Activity:
Your answer should be only the lines below from the one with "-#include <errno.h>" to the one with "complexity in IncludesNormalize::Relativize.", repeated exactly, ends included.

Provided material:
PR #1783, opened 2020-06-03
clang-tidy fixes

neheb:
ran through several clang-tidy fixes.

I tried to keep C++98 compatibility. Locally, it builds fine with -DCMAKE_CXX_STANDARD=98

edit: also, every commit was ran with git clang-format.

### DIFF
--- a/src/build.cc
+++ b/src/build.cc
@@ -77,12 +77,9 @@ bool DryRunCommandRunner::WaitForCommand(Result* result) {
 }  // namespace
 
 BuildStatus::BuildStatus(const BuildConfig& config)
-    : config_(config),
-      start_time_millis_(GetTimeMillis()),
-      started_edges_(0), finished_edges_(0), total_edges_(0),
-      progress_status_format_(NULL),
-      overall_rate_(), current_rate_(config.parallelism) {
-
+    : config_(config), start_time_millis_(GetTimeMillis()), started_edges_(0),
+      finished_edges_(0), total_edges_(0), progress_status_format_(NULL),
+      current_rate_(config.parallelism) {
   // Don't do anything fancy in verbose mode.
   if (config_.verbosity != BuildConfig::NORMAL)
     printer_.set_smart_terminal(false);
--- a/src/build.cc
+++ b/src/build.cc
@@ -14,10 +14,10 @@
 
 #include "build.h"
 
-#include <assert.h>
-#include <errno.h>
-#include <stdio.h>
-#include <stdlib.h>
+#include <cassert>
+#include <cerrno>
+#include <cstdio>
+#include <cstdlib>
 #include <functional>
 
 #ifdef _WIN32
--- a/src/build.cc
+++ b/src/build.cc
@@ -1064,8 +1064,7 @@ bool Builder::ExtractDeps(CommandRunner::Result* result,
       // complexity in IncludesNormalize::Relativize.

* * *

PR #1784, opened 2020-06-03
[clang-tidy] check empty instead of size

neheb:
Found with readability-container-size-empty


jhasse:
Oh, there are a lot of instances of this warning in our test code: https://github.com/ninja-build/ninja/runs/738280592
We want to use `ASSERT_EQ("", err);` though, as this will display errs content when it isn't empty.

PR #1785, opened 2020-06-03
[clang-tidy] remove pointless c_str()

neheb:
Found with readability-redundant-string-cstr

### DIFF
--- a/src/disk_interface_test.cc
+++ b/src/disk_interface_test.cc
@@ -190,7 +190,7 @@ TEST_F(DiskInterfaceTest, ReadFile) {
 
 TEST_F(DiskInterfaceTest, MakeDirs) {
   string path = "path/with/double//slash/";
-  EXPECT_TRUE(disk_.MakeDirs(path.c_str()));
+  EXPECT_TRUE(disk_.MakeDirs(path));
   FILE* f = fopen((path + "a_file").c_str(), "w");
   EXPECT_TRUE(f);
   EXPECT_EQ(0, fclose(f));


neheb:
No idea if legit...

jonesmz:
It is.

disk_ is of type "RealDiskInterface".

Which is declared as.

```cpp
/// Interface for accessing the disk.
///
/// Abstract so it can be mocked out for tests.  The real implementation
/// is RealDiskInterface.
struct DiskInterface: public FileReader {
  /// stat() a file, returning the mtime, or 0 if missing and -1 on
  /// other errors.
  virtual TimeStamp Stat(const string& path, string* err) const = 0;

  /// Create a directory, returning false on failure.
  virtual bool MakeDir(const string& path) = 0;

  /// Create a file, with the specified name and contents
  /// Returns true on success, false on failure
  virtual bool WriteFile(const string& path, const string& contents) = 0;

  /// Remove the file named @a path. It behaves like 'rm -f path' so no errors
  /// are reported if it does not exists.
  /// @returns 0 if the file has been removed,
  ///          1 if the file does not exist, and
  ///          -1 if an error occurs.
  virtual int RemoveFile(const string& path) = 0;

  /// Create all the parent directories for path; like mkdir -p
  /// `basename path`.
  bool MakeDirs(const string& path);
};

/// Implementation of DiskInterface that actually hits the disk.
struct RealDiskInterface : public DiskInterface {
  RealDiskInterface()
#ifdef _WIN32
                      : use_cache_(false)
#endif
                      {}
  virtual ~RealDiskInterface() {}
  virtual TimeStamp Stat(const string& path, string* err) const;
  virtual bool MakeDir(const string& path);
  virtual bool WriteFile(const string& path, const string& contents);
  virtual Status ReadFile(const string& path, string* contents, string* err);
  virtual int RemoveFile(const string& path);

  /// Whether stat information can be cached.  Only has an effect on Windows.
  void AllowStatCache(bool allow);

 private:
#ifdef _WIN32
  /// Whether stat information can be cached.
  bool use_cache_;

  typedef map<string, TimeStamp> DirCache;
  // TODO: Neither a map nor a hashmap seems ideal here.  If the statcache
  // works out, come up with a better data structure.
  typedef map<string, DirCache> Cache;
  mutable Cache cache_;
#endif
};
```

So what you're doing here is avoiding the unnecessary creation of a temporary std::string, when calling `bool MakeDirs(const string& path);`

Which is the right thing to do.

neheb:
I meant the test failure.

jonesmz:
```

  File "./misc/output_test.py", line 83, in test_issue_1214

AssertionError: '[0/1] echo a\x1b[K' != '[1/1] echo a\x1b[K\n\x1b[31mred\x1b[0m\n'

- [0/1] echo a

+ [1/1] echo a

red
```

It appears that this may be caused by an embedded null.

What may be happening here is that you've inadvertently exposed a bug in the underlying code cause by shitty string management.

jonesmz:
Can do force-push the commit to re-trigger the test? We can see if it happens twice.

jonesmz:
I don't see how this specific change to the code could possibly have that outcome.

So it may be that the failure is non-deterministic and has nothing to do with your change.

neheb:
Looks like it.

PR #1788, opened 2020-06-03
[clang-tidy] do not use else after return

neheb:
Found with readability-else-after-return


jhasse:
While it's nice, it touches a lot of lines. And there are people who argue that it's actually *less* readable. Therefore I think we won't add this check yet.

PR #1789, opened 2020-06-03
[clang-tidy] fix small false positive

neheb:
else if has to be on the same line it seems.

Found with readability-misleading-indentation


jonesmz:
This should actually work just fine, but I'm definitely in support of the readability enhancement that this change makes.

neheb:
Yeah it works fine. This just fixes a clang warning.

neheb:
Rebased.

Result for this task:
-#include <errno.h>
-#include <stdio.h>
-#include <stdlib.h>
+#include <cassert>
+#include <cerrno>
+#include <cstdio>
+#include <cstdlib>
 #include <functional>
 
 #ifdef _WIN32
--- a/src/build.cc
+++ b/src/build.cc
@@ -1064,8 +1064,7 @@ bool Builder::ExtractDeps(CommandRunner::Result* result,
       // complexity in IncludesNormalize::Relativize.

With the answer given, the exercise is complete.